Pick every line out of the entries below that has the string "Original", and copy it.

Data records
┄┄┄┄┄┄┄┄┄┄┄┄┄┄┄┄┄┄┄┄

Issue #7572, opened 2021-08-26
Gordunni Shamans cast Healing Wave too often (SmartAI)


syssneck:
### What client do you play on?

enUS

### Faction

- [X] Alliance
- [X] Horde

### Content Phase:

- [ ] Generic
- [ ] 1-19
- [ ] 20-29
- [ ] 30-39
- [X] 40-49
- [ ] 50-59

### Current Behaviour

Original report: [Chromie issue#1548](https://github.com/chromiecraft/chromiecraft/issues/1548)

Link: https://wowgaming.altervista.org/aowow/?npc=5236
Mob heals themselves without timer.

https://user-images.githubusercontent.com/31207969/130994735-55795623-614c-487b-b1d6-5bd9fc1a1c43.mp4

### Expected Blizzlike Behaviour

 It should be heal themselves below %40 health at every 14 - 21 seconds.

### Steps to reproduce the problem

NPC Info
```
DB GUID: 50243, current GUID: 13160.
Faction: 45.
npcFlags: 0.
Entry: 5236.
DisplayID: 11559 (Native: 11559).
Level: 44.
EquipmentId: 1 (Original: 1).
Health (base): 1712. (max): 1712. (current): 1712.
Unit Flags: 0.
Unit Flags 2: 2048.
Dynamic Flags: 0.
Faction Template: 45.
SpawnTime: Full:5m Remain:0s
Loot: 5236 Pickpocket: 5236 Skinning: 0
InstanceID: 0
Phasemask: 1
Armor: 2527
Position: -5467.840820 1280.123413 22.367174.
AIName: SmartAI ScriptName: 
MechanicImmuneMask: 0
SpellSchoolImmuneMask: 0
```

### AC rev. hash/commit

https://github.com/chromiecraft/azerothcore-wotlk/commit/1f44732417968953c965e392c373cc453f79cf02

### Operating system

Ubuntu 20.04

### Modules

- [mod-ah-bot](https://github.com/azerothcore/mod-ah-bot)
- [mod-cfbg](https://github.com/azerothcore/mod-cfbg)
- [mod-chromie-xp](https://github.com/azerothcore/mod-chromie-xp)
- [mod-desertion-warnings](https://github.com/azerothcore/mod-desertion-warnings)
- [mod-duel-reset](https://github.com/azerothcore/mod-duel-reset)
- [mod-eluna-lua-engine](https://github.com/azerothcore/mod-eluna-lua-engine)
[...]

PR #7647, opened 2021-08-30
fix(DB/Creature): Reduced casts of healing from Gordunni Shamans

Asthalor:
They had 2 events that triggered a heal.
One checked a friendly unit, and the other himself. Because he could heal him with both i deleted the one that checked friend and leave the one with the self healing.
## Changes Proposed:
-  Removed the  event 14 - Friendly Health

## Issues Addressed:

- Closes https://github.com/azerothcore/azerothcore-wotlk/issues/7572
- Closes https://github.com/chromiecraft/chromiecraft/issues/1548

## SOURCE:

None

## Tests Performed:

- .go c id 5236 
- Attack him and check the timers, they should heal themselfs once every 14 to 21 seconds when below 40% hp

Video

https://streamable.com/htcjt5

## How to Test the Changes:

1. .go c id 5236 
2. Attack him and check the timers, they should heal themselfs once every 14 to 21 seconds when below 40% hp


Asthalor:
I had some messing with master branch that should not mess with this pr. :P

syssneck:
Okay, but supposedly you pull multiple mobs, then the shamans can't heal their friends anymore. Is this a good way to deal with the issue? This might be an overarching issue with the event itself in SmartAI: `14 - FRIENDLY_HEALTH`.

Si1ker:
image


Against

[TrinityCore - Gordunni Shaman SAI](https://github.com/TrinityCore/TrinityCore/blob/f759809d9d4364bc1d988e4390d3d5a33d5469e9/sql/old/6.x/world/02_2015_11_08/2015_07_20_01_world.sql#L159)


😿

Asthalor:
Yeah. maybe that was a bigger change that needed. The thing is that the code shared by  Si1ker is exactly the same as we have, so if we pick it by the source it means that this issue is expected.

image

The other option was to remove the self healing, given that the smartAI option 'Gordunni Shaman - Between 0-40% Health - Cast \'Healing Wave\'' heals himself, and the option 'Gordunni Shaman - Friendly At 450 Health - Cast \'Healing Wave\'' can target him.

FrancescoBorzi:
what's the status of this?

Asthalor:
We dont know if the issue here is blizzlike or not. The event 4 Frienly NPC within 40m is at 450HP trigger the heal, but it trigger the heal on himself too. I tought of deleteing the event 5, which is the self healing so he only have 1 healing, but its only my opinion and not anything related to blizzlike, so we need more data.

Si1ker:
I just came from the video posted in the chromiecraft issue, there are other mobs with healing spells around Azeroth that have the same behavior. He is using a shaman character that can interrupt spell casting as well as other classes have "fear, kicks, mind freeze, stuns, any other kind of spells that could interrupt casting". Example on Shamans:
image


Those spells that cut spell casting are in WoW not only meant to be used in PvP, also in PvE scenarios like this one.

All sources point to the same place: "this is blizzlike behavior, not a bug, use your spells bruh."

Asthalor:
Then i will close this PR as its intended.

┄┄┄┄┄┄┄┄┄┄┄┄┄┄┄┄┄┄┄┄

[Exercise solution]
Original report: [Chromie issue#1548](https://github.com/chromiecraft/chromiecraft/issues/1548)
EquipmentId: 1 (Original: 1).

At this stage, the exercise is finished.